Analysis of a Learning Based Algorithm for Budget Pacing

In this paper, we analyze a natural learning algorithm for uniform pacing of advertising budgets, equipped to adapt to varying ad sale platform conditions. On the demand side, advertisers face a fundamental technical challenge in automating bidding in a way that spreads their allotted budget across a given campaign subject to hidden, and potentially dynamic, cost functions. This automation and calculation must be done in runtime, implying a necessarily low computational cost for the high frequency auction rate. Advertisers are additionally expected to exhaust nearly all of their sub-interval (by the hour or minute) budgets to maintain budgeting quotas in the long run.
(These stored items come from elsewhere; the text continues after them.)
PR #447, opened 2022-07-13
[readme] add usage of `filter` option for injecting custom serialization, i.e. of custom types

gomain:
Add to README.md the usage of option `filter` for injecting custom serialization, i.e. of custom types.


ljharb (approved):
Thanks, seems like a great improvement

PR #463, opened 2023-01-20
Encode comma values more consistently

### LINKED ISSUE #459: `stringify` with `arrayFormat: 'comma'` does not encode commas in strings.
Hello, 

I noticed that calling `qs.stringify({ query: 'some, query' }, { arrayFormat: 'comma', }` would output `?query=some,query` which, if parsed back, would generate an array `{ query: ['some', 'query'] }`.

I looked at the code for `stringify` and I noticed this - https://github.com/ljharb/qs/blob/main/lib/stringify.js#L125

This will essentially split the string by the comma and then re-stitch it. I think this is used for handling nested objects with arrays in them? Not sure what would be the best way to fix this...

bakkerthehacker:
Fixes #459 but only for `encodeValuesOnly: true`

This PR includes tests for arrays with comma values and different settings.  

The behaviour for `encodeValuesOnly` has been adjusted to encode values before they are joined together, as an example it changes stringifying `{ a: [',', '', 'c,d'] }` from `a=,,,c,d` to `a=%2C,,c%2Cd`.  

The behaviour of the other 2 encoding setups (encode: false) and (encode: true with encodeValuesOnly: false) have been left unmodified.  These formats do seem less useful for `arrayFormat: 'comma'`, and tricky to get right in all situations.  

However, there is additional functionality in stringify that isnt really tested, but is related to these options for the types: 
'string' 'number' 'boolean' 'symbol' 'bigint' 'buffer'.  This inconsistent additional functionality also avoids encoding commas when they appear in these types.  

I have included additional tests for these situations, where a comma appears in a string outside an array.  I have also removed the custom functionality in this PR and these types now encode comma values normally.  If this change goes too far, it can be removed, but it seems odd to have the `comma` version of the arrayFormat affect non-array types just because they contain a comma.


coatesap (approved):
This looks great, and would definitely allow us to finally start using `arrayFormat` in production.

ljharb (commented):
This looks good overall, but there's a test failing - "array with multiple items with a comma inside". Does that mean this is a breaking change, or is it a bug in the PR?

ljharb:
Given that `qs.parse('a=c%25%2Cd%2Ce')` is `{ a: 'c%,d,e' }` and `qs.parse('a=c%2Cd%2Ce')` is `{ a: 'c,d,e' }`, this is certainly an improvement, but i think the ideal end point is where things can round trip.

I'll consider this semver-patch since for comma arrayFormat users it's clearly broken atm.

ljharb (approved):

PR #142, opened 2017-08-09
COZMO-10308 Added Navigation Memory Map access

MarkWesleyAtAnki:
Added nav_memory_map.py - supports deserializing a Navigation Memory Map from the engine, and providing access to query the contents at a given X,Y position.

Lots of other tidy up including:

Importing cozmo now sys.exits if the Python version is too old, or if the cozmoclad version is older than the minimum version supported by the cozmo code - this is to simplify error handling in other code that relied on specific Clad message names being present or in a given format.
Zero-length CLAD messages can now be received
Renamed Rotation to Quaternion in util (but kept Rotation as an alias to avoid breaking any external code).
Added a Matrix44 class, with conversion functions for converting Pose and Quaternion objects into a Matrix format (which is generally easier to use in 3D graphics and for general 3D math)
Factored out common CLAD enum handling into a new CladEnumWrapper helper class - updated BehaviorTypes to use this, and it's used in the new nav_memory_map's NodeContentTypes
Object annotation in the 2D camera view now supports per-class specialization, so that cubes and custom objects can add additional useful info like CubeId and ObjectType.
Face annotation now includes the expression score (if facial expression scores have been requested), UNKNOWN expressions are now handled correctly (they were showing up as zero scored Neutral faces before)
Added type info to the rest of the robot.Robot class to help auto-completion in IDEs.
Added support for optionally ignoring any combination of head, lift and body (wheels/treads) animation tracks when playing an animation trigger. Updated the 08_animation.py example to include an example.
Added support for "use_lift_safe" on playing an animation that automatically allows the lift track to be ignored if Cozmo is currently carrying an object.
Added mobile device IMU support, and the remote_control_cozmo example requests the mobile device's IMU (accelerometer and gyro) data and displays it in the display. (This data could be used to e.g. control Cozmo via the mobile device).
Disabled logging on action aborting by default (can be enabled on a per-call basis by passing in log_abort_messages=True) as it spams a lot when heavily used.
Chmod +x quick_tap.py and color_finder.py so that they can be run directly from command line
Fix bug in quick_tap.py if you tapped a cube before Cozmo chose his cube.


examples/apps/remote_control_cozmo.py
```diff
@@ -71,6 +71,18 @@ def print_line(text_line):
         print_line('Accelmtr: <%.1f, %.1f, %.1f>' % robot.accelerometer.x_y_z)
         print_line('Gyro: <%.1f, %.1f, %.1f>' % robot.gyro.x_y_z)
 
+        # Display the Accelerometer and Gyro data for the mobile device
+
+        if robot.device_accel_raw is not None:
+            print_line('Device Acc Raw: <%.2f, %.2f, %.2f>' % robot.device_accel_raw.x_y_z)
```
msintov: These print_line lines aren't too noisy in the output?

src/cozmo/annotate.py
```diff
@@ -307,7 +307,7 @@ def label_for_face(self, obj):
         '''
         expression = obj.known_expression
         if len(expression) > 0:
-            expression += " "
+            expression += "=%s%% " % obj.expression_score
```
msintov: What does this line do?

src/cozmo/nav_memory_map.py
```diff
@@ -0,0 +1,316 @@
...
+        #: list of :class:`NavMemoryMapGridNode`: ``None`` for leaf nodes, a list of 4
+        #: child nodes otherwise.
+        self.children = None
+
+        #: An attribute of :class:`NodeContentTypes`: The content type in this
+        #: node. Only leaf nodes have content, this is ``None`` for all other
+        #: nodes.
+        self.content = None  # type: _NodeContentType
+
+        self._next_child = 0  # Used when building to track which branch to follow (
```
msintov: Looks like an unwanted trailing ( here

src/cozmo/nav_memory_map.py
```diff
@@ -0,0 +1,316 @@
...
+        dist_y = abs(self.center.y - y)
+        return (dist_x <= half_size) and (dist_y <= half_size)
+
+    def get_node(self, x, y, _assumed_in_bounds=False):
+        """Get the node at the given x,y coordinates.
+
+        Args:
+            x (float): x coordinate for the point
+            y (float): y coordinate for the point
+
```
msintov: Could add Arg _assumed_in_bounds

src/cozmo/nav_memory_map.py
```diff
@@ -0,0 +1,316 @@
...
+    def _add_child(self, content, depth):
+        """Add a child node to the quad tree.
+
+        The quad-tree is serialized to a flat list of nodes, we deserialize
+        back to a quad-tree structure here, with the depth of each node
+        indicating where it is placed.
+
+        Args:
+            content (:class:`_NodeContentType`):
+            depth (int):
```
msintov: Missing depth description

src/cozmo/nav_memory_map.py
```diff
@@ -0,0 +1,316 @@
...
+
+        Returns:
+            bool: True if parent should use the next child for future _add_child
+            calls (this is an internal implementation detail of h
```
msintov: Whoops, this return parenthesis is cut off

examples/apps/remote_control_cozmo.py
MarkWesleyAtAnki: It's "printing" to the camera image, not the output.

src/cozmo/annotate.py
MarkWesleyAtAnki: if there is a specific known expression, then also show the score (by appending it to the string, along with a % symbol to show that the value is out of 100 (`%%` is the escaped value for a `%` vs `%d` `%s` etc.)

src/cozmo/nav_memory_map.py
MarkWesleyAtAnki: I didn't want to expose that as it's an implementation detail, but I'll rework it to use a private method to hide it a bit better.

src/cozmo/nav_memory_map.py
MarkWesleyAtAnki: Good catch - I think I was halfway through writing the docstring for this when I decided I should just rename the function to be private as it's entirely an internal implementation detail, and then because I reviewed the docs based on the generated docs (and private methods automatically don't publish docstrings) I didn't notice that it was still a mess.

PR #143, opened 2017-08-16
color-finder update: uncommented lookaround state, added "swatting"

maxcembalest:
"swatting" feature brings the lift down when tennis ball is close to Cozmo (really when the color_to_find takes up a large portion of the screen), to simulate Cozmo swatting at the thing

### DIFF
--- a/examples/apps/color_finder.py
+++ b/examples/apps/color_finder.py
@@ -650,7 +650,7 @@ class BlobDetector():
             longest_points_list = functools.reduce(lambda largest, current: largest if (largest > current) else current, values)
             sample_x, sample_y = longest_points_list[0]
             largest_blob_key = self.keys.at(sample_x, sample_y).value
-            self.update_largest_blob_size(largest_blob_key)
+            self.largest_blob_size = len(self.blobs_dict[largest_blob_key])
         return largest_blob_key
 
     def get_blob_center(self):
@@ -673,15 +673,11 @@ class BlobDetector():
             blob_center = (int(average_x), int(average_y))
         return blob_center
 
-    def update_largest_blob_size(self, key):
-        '''Updates self.largest_blob_size based on the current largest blob.'''
-        self.largest_blob_size = len(self.blobs_dict[key])
-
     def get_blob_size(self):
         '''Gets the number of pixels in the largest blob.
 
         Returns:
-            int specifying the size of the blob
+            int: The size, in pixels, of the largest blob
         '''
         return self.largest_blob_size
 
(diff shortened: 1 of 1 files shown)


examples/apps/color_finder.py
```diff
@@ -348,13 +349,15 @@ def get_low_res_view(self):
         downsized_image = image.resize((DOWNSIZE_WIDTH, DOWNSIZE_HEIGHT), resample = Image.LANCZOS)
         return downsized_image
 
-    def on_finding_a_blob(self, blob_center):
+    def on_finding_a_blob(self, blob_center, blob_size):
```
MarkWesleyAtAnki: please add blob_size to arg strings below

examples/apps/color_finder.py
```diff
@@ -667,6 +672,12 @@ def get_blob_center(self):
             blob_center = (int(average_x), int(average_y))
         return blob_center
 
+    def update_largest_blob_size(self, key):
```
MarkWesleyAtAnki: please add docstring

examples/apps/color_finder.py
```diff
@@ -667,6 +672,12 @@ def get_blob_center(self):
...
+        self.largest_blob_size = len(self.blobs_dict[key])
+
+    def get_blob_size(self):
```
MarkWesleyAtAnki: please add docstring

examples/apps/color_finder.py
```diff
@@ -673,9 +674,15 @@ def get_blob_center(self):
...
 
     def update_largest_blob_size(self, key):
+        '''Updates self.largest_blob_size based on the current largest blob.'''
         self.largest_blob_size = len(self.blobs_dict[key])
 
     def get_blob_size(self):
+        '''Gets the number of pixels in the largest blob.
+
+        Returns:
+            int specifying the size of the blob
```
MarkWesleyAtAnki: docstring for return value should be: "type: description" - e.g:
`int: The size, in pixels, of the largest blob.`

examples/apps/color_finder.py
```diff
@@ -673,9 +674,15 @@ def get_blob_center(self):
         return blob_center
 
     def update_largest_blob_size(self, key):
+        '''Updates self.largest_blob_size based on the current largest blob.'''
```
MarkWesleyAtAnki: that isn't strictly true - the method will set largest_blob_size to the size of the key blob. In this case, it might be best to just remove the method (as it's just 1 line), and change the calling code to:
```python
self.largest_blob_size = len(self.blobs_dict[largest_blob_key])
```

PR #150, opened 2017-09-20
Minor fixes for 2.0.1 app release

MarkWesleyAtAnki:


src/cozmo/opengl.py
```diff
@@ -569,7 +569,10 @@ def __init__(self, robot):
 
         self.face_frames = []
         for face in world._faces.values():
-            self.face_frames.append(FaceRenderFrame(face))
+            # Ignore face's that have a newer version (with updated id)
```
msintov: "face's" should be "faces"

PR #151, opened 2017-10-05
Catch import error if importing old Python 2 version of PIL

nishkar:
(need to catch `SyntaxError` in addition to `ImportError`)


nishkar:
Closing this PR to make the change in a different fork of this repo

PR #154, opened 2017-11-13
Surface SDK version errors more cleanly

MarkWesleyAtAnki:
SDKVersionMismatch can now be caught by client code, if they wish to handle it separately.
SDKVersionMismatch exception now includes SDK version along with required and actual App versions.
After detecting the version mismatch, any remaining messages on the connection are ignored (to avoid throwing exceptions when they fail to unpack)
If no valid device connection is found, and an SDKVersionMismatch was detected on any device, then that SDKVersionMismatch exception is returned instead of a general "no devices found" exception.

### DIFF
--- a/src/cozmo/run.py
+++ b/src/cozmo/run.py
@@ -252,6 +252,7 @@ class AndroidConnector(DeviceConnector):
         self._exec('-s', serial, 'forward', '--remove', self.portspec)
 
     async def connect(self, loop, protocol_factory, conn_check):
+        version_mismatch = None
         for serial in self._devices():
             if serial in self._connected:
                 continue
@@ -276,6 +277,8 @@ class AndroidConnector(DeviceConnector):
                     try:
                         await conn_check(proto)
                     except Exception as e:
+                        if isinstance(e, exceptions.SDKVersionMismatch):
+                            version_mismatch = e
                         logger.debug('Failed connection check: %s', e)
                         raise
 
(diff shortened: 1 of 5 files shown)


src/cozmo/run.py
```diff
@@ -276,6 +277,8 @@ def _remove_forward(self, serial):
                     try:
                         await conn_check(proto)
                     except Exception as e:
+                        if isinstance(e, exceptions.SDKVersionMismatch):
```
shawnblakesley: Might be better to have a separate `except exceptions.SDKVersionMismatch as e:` branch than to use `isinstance` here

src/cozmo/run.py
```diff
@@ -286,6 +289,10 @@ def _remove_forward(self, serial):
             except:
```
shawnblakesley: Using an `except` branch here for `SDKVersionMismatch` which then `raise`s that error might be cleaner than using the `version_mismatch` variable

src/cozmo/run.py
MarkWesleyAtAnki: I did originally do it that way, but I felt it was duplicating more code that way. I'm not hugely torn either way - if there's a best-of-both-worlds I'd be interested?

src/cozmo/run.py
MarkWesleyAtAnki: I want it to try each Android in turn, and only raise SDKVersionMismatch if they all fail

PR #169, opened 2017-12-06
add a throw_error flag to run_program to throw error rather than exit

AdrieanKhisbe:
I started building a REPL starting from the cli.py program in the sdk examples.

I have the need to catch connexion error to display some message in a more frendly way than logs.
Here is a patch to enable this =)

### DIFF
--- a/src/cozmo/run.py
+++ b/src/cozmo/run.py
@@ -781,7 +781,7 @@ def run_program(f, use_viewer=False, conn_factory=conn.CozmoConnection,
                 connector=None, force_viewer_on_top=False,
                 deprecated_filter="default", use_3d_viewer=False,
                 show_viewer_controls=True,
-                throw_error=False):
+                exit_on_connection_error=True):
     '''Connect to Cozmo and run the provided program/function f.
 
     Args:
@@ -810,6 +810,8 @@ def run_program(f, use_viewer=False, conn_factory=conn.CozmoConnection,
             `use_viewer` are set then the 2D camera view will render in an OpenGL
             window instead of a TkView window.
         show_viewer_controls (bool): Specifies whether to draw controls on the view.
+        exit_on_connection_error (bool): Specify whether the program should exit on
+            connection error or should an error be raised. Default to true.
     '''
     setup_basic_logging(deprecated_filter=deprecated_filter)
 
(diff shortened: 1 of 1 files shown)


src/cozmo/run.py
```diff
@@ -780,7 +780,8 @@ def setup_basic_logging(general_log_level=None, protocol_log_level=None,
 def run_program(f, use_viewer=False, conn_factory=conn.CozmoConnection,
                 connector=None, force_viewer_on_top=False,
                 deprecated_filter="default", use_3d_viewer=False,
-                show_viewer_controls=True):
+                show_viewer_controls=True,
+                throw_error=False):
```
MarkWesleyAtAnki: New arguments need documenting in the docstring just below this too (see the pattern for use_3d_viewer, show_viewer_controls etc.).
throw_error is a bit unclear - I think it would be clearer to name it "exit_on_connection_error" (defaulted to True), and explain in the docstring that if this is set to False then it will re-raise the exception instead.

MarkWesleyAtAnki:
@AdrieanKhisbe Thanks - please complete a Contributor License Agreement - see https://github.com/anki/cozmo-python-sdk/blob/master/CONTRIBUTING.md - we're unable to accept code until we've received these. (Note: You only need to complete this step once, you don't need to complete it for every Pull Request)

src/cozmo/run.py
AdrieanKhisbe: okey dokey. I see your point
Will do!

src/cozmo/run.py
```diff
@@ -847,4 +848,8 @@ def wrapper(sdk_conn):
     except KeyboardInterrupt:
         logger.info('Exit requested by user')
     except exceptions.ConnectionError as e:
-        sys.exit("A connection error occurred: %s" % e)
+        if throw_error:
+            logger.error("A connection error occurred: %s" % e)
+            raise e
```
MarkWesleyAtAnki: Also note, as per our coding standard:
"To re-raise the original exception use raise by itself or raise MyException() from exc (rather than raise exc) to maintain the original stack trace."
(so this should probably just be `raise`)

AdrieanKhisbe: Okey Dokey :)

AdrieanKhisbe:
@MarkWesleyAtAnki, voilà! :)

AdrieanKhisbe:
@MarkWesleyAtAnki, voilà! :)

MarkWesleyAtAnki:
@AdrieanKhisbe Great - thanks!

PR #171, opened 2017-12-16
Update annotate.py

AndreiCostinescu:
Changed documentation of property "priority" of the cozmo.annotate.Annotator class such that in the official documentation the whole text will be displayed.

### DIFF
--- a/src/cozmo/annotate.py
+++ b/src/cozmo/annotate.py
@@ -227,7 +227,7 @@ class Annotator:
 
     Subclasses of Annotator handle applying a single annotation to an image.
     '''
-    #: int: The priority of the annotator - Annotators with lower numbered 
+    #: int: The priority of the annotator - Annotators with higher numbered 
     #: priorities are applied first.
     priority = 100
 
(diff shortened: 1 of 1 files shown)


AndreiCostinescu:
Hi, I have a question regarding the documentation of the priority. 
In the `cozmo.annotate.ImageAnnotator` class it is said that a higher priority will be "rendered" first (with the possibility of being overwritten by annotations with lower priorities). However, in the documentation of the `priority` property in the `cozmo.annotate.Annotator` class, it is said that 

> Annotators with lower numbered priorities are applied first.

Does the documentation have the same meaning? 
I.e. will an annotator with a low priority (small number) be applied first in the image?

If that is the case, I would suggest changing the formulation of the documentation to make it a bit clearer. Something like what I wrote above like: "Annotators with a low priority (small priority value) will be applied first on the image."

MarkWesleyAtAnki:
@AndreiCostinescu Questions about the SDK are best asked on https://forums.anki.com/ - in this case the annotators are sorted in reverse - so largest priorities first:
```python
    def _sort_annotators(self):
        self._sorted_annotators = sorted(self._annotators.values(),
                key=lambda an: an.priority, reverse=True)
```

and later applied in that sorted order, so the description at the top of the class is correct, but the later "Annotators with lower numbered priorities are applied first." is incorrect and misleading

PR #172, opened 2017-12-16
Update opengl.py

AndreiCostinescu:
Removed unnecessary quotes in the installation instruction of cozmo[3dviewer].

### DIFF
--- a/src/cozmo/opengl.py
+++ b/src/cozmo/opengl.py
@@ -25,6 +25,7 @@ Warning:
     with an implementation of GLUT (OpenGL Utility Toolkit).
 
     To install the Python packages do ``pip3 install --user cozmo[3dviewer]``
+    or ``pip3 install --user 'cozmo[3dviewer]'`` depending on your shell.
 
     On Windows and Linux you must also install freeglut (macOS / OSX has one
     preinstalled).
--- a/src/cozmo/opengl.py
+++ b/src/cozmo/opengl.py
@@ -24,7 +24,7 @@ Warning:
     This package requires Python to have the PyOpenGL package installed, along
     with an implementation of GLUT (OpenGL Utility Toolkit).
 
-    To install the Python packages do ``pip3 install --user 'cozmo[3dviewer]'``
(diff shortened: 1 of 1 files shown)


brakhane:
The quotes are necessary in some shells, like zsh.

AndreiCostinescu:
Oh, I didn't realize... In my case it didn't work with the quotes and that's why I removed them.

MarkWesleyAtAnki:
@AndreiCostinescu What OS / shell were you using that the quotes caused an issue? Note that we also use quotes around other places that pip install with square braces - e.g. cozmo[camera]:
http://cozmosdk.anki.com/docs/install-macos.html#sdk-installation
(The quotes were added when zsh users reported issues otherwise, but bash etc. are fine with and without them)

AndreiCostinescu:
Hi @MarkWesleyAtAnki 
I am using Windows 10 with the standard command prompt (cmd from the Win + r) and I get the error whenever I use quotes around the package I want installed. The square brackets are fine, but not the quotes..

src/cozmo/opengl.py
```diff
@@ -24,7 +24,8 @@
     This package requires Python to have the PyOpenGL package installed, along
     with an implementation of GLUT (OpenGL Utility Toolkit).
 
-    To install the Python packages do ``pip3 install --user 'cozmo[3dviewer]'``
+    To install the Python packages do ``pip3 install --user cozmo[3dviewer]``
```
MarkWesleyAtAnki: I tried Windows, Bash and Zsh, and double quoutes seem to work in all of them, so I'd prefer it was just changed to:
pip3 install --user "cozmo[3dviewer]"

AndreiCostinescu:
Hi @MarkWesleyAtAnki 
Is it ok if I also look for other places where the single or no quotes are used are replace them (everywhere) with double quotes?

MarkWesleyAtAnki:
@AndreiCostinescu Sure, but I think the only other case will be for the initial install of cozmo[camera] - and that's split into separate Mac, Windows and Linux pages so I think they're fine as they are (only the Mac and Linux ones have single quotes in).

PR #173, opened 2017-12-16
Update pets.py

AndreiCostinescu:
Clarity changes in the documentation of some functions.

### DIFF
--- a/src/cozmo/pets.py
+++ b/src/cozmo/pets.py
@@ -23,7 +23,7 @@ Each pet is assigned a :class:`Pet` object, which generates a number of
 observable events whenever the pet is observed, etc.
 
 If a pet goes off-screen, it will be assigned a new object_id (and
-therefore Pet object) when it returns. This is because the system can
+therefore a new Pet object will be created) when it returns. This is because the system can
 only tell if something appears to be a cat or a dog; it cannot recognize
 a specific pet or, for instance, tell the difference between two dogs.
 
@@ -50,7 +50,7 @@ from . import util
 from ._clad import _clad_to_game_anki
 
 
-#: Length of time to go without receiving an observed event before
+#: Number of seconds to go without receiving an observed event before
 #: assuming that Cozmo can no longer see a pet.
 PET_VISIBILITY_TIMEOUT = objects.OBJECT_VISIBILITY_TIMEOUT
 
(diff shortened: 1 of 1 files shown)


src/cozmo/pets.py
```diff
@@ -23,7 +23,7 @@
 observable events whenever the pet is observed, etc.
 
 If a pet goes off-screen, it will be assigned a new object_id (and
-therefore Pet object) when it returns. This is because the system can
+therefore a new Pet object will be created) when it returns. This is because the system can
```
MarkWesleyAtAnki: This makes that one line noticeably longer than the others here - please adjust this (and the subsequent 2 lines) so that they're all about 80 characters wide - e.g. add a line break after "because".
Note: slightly over 80 is fine - e.g. don't add a whole new line if it's 82 characters.

src/cozmo/pets.py
```diff
@@ -50,7 +50,7 @@
 from ._clad import _clad_to_game_anki
 
 
-#: Length of time to go without receiving an observed event before
+#: Number of seconds to go without receiving an observed event before
```
MarkWesleyAtAnki: Ideally the wording here would be similar to that in objects.py for OBJECT_VISIBILITY_TIMEOUT - adding that this is in seconds is good (that is already done in the other places), but I'm not sure there's big win of changing from:
"Length of time in seconds"
to
"Number of seconds"

AndreiCostinescu:
Hi @MarkWesleyAtAnki 
there are also other places in other classes, where the documentation of the "Length of time in seconds" thing is used. 
In some cases, the documentation also features the "(0.2)".
```
If it disappears for more than
(old) PET_VISIBILITY_TIMEOUT (0.2) seconds and then is seen again, a	
(new) PET_VISIBILITY_TIMEOUT seconds and then is seen again, a
EvtPetDisappeared will be dispatched, followed by another EvtPetAppeared event.
```

Can I change this also in the other classes or is the (0.2) really relevant? :)

MarkWesleyAtAnki:
@AndreiCostinescu Yes, please change the other 0.2 entries too - they are misleading as the time was increased to 0.4 a few months back (without remembering to update these), and it's safer to just remove it from the comment to avoid it going out of sync again.

AndreiCostinescu:
@MarkWesleyAtAnki Sure, thanks for the reply 👍

PR #199, opened 2018-07-24
COZMO-10820 Add docs and exception re: go_to_object doesn't support CustomObject

msintov:


src/cozmo/robot.py
```diff
@@ -2015,6 +2015,7 @@ def go_to_object(self, target_object, distance_from_object,
 
         Args:
             target_object (:class:`cozmo.objects.ObservableObject`): The destination object.
+                CustomObject instances are not supported.
```
shawnblakesley: Do we want to add something like "At this time"?
How much time do we think we will have to come back to Cozmo once Vector is launched?

PR #219, opened 2022-08-22
fix for issue #215, #216, and #218

SRamezanH:
a quick fix for issues #215, #216, and #218. caused by updates in asyncio.

PR #230, opened 2025-01-24
Update SDK to work with Python 3.12+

To resolve this challenge, our study analyzes a simple learning algorithm that adapts to the latent cost function of the market and learns the optimal average bidding value for a period of auctions in a small fraction of the total campaign time, allowing for smooth budget pacing in real-time. We prove our algorithm is robust to changes in the auction mechanism, and exhibits a fast convergence to a stable average bidding strategy. The algorithm not only guarantees that budgets are nearly spent in their entirety, but also smoothly paces bidding to prevent early exit from the campaign and a loss of the opportunity to bid on potentially lucrative impressions later in the period. In addition to the theoretical guarantees, we validate our algorithm with experimental results from open source data on real advertising campaigns to further demonstrate the effectiveness of our proposed approach.